Would you please set down the lines of the data from the one containing "T21756 preparation" to the final line, exactly and only those?

Source records
....................

PR #191, opened 2018-04-16
T21756 preparation

mwleeds:
These commits had to broken off from the other T21756 commits because if I add EosUpdaterUtil-0 to `libeos_updater_flatpak_installer_EosUpdaterFlatpakInstaller_@EUFI_API_VERSION@_gir_INCLUDES` in the same commit that adds `EosUpdaterUtil-0.gir` as a target the build fails because the gir isn't installed at build time. So after this is merged, https://github.com/endlessm/eos-updater/pull/188 will be able to have that dependency.

### DIFF
--- a/Makefile.am
+++ b/Makefile.am
@@ -313,7 +313,7 @@ eos_updater_flatpak_installer_eos_updater_flatpak_installer_LDADD = \
 	$(CODE_COVERAGE_LIBS) \
 	$(EOS_UPDATER_FLATPAK_INSTALLER_LIBS) \
 	$(top_builddir)/libeos-updater-util/libeos-updater-util-@EUU_API_VERSION@.la \
-	$(top_builddir)/libeos-updater-flatpak-installer/libeos-updater-flatpak-installer-@EUFI_API_VERSION@.la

....................

#### Task result:
T21756 preparation

mwleeds:
These commits had to broken off from the other T21756 commits because if I add EosUpdaterUtil-0 to `libeos_updater_flatpak_installer_EosUpdaterFlatpakInstaller_@EUFI_API_VERSION@_gir_INCLUDES` in the same commit that adds `EosUpdaterUtil-0.gir` as a target the build fails because the gir isn't installed at build time. So after this is merged, https://github.com/endlessm/eos-updater/pull/188 will be able to have that dependency.

### DIFF
--- a/Makefile.am
+++ b/Makefile.am
@@ -313,7 +313,7 @@ eos_updater_flatpak_installer_eos_updater_flatpak_installer_LDADD = \
 	$(CODE_COVERAGE_LIBS) \
 	$(EOS_UPDATER_FLATPAK_INSTALLER_LIBS) \
 	$(top_builddir)/libeos-updater-util/libeos-updater-util-@EUU_API_VERSION@.la \
-	$(top_builddir)/libeos-updater-flatpak-installer/libeos-updater-flatpak-installer-@EUFI_API_VERSION@.la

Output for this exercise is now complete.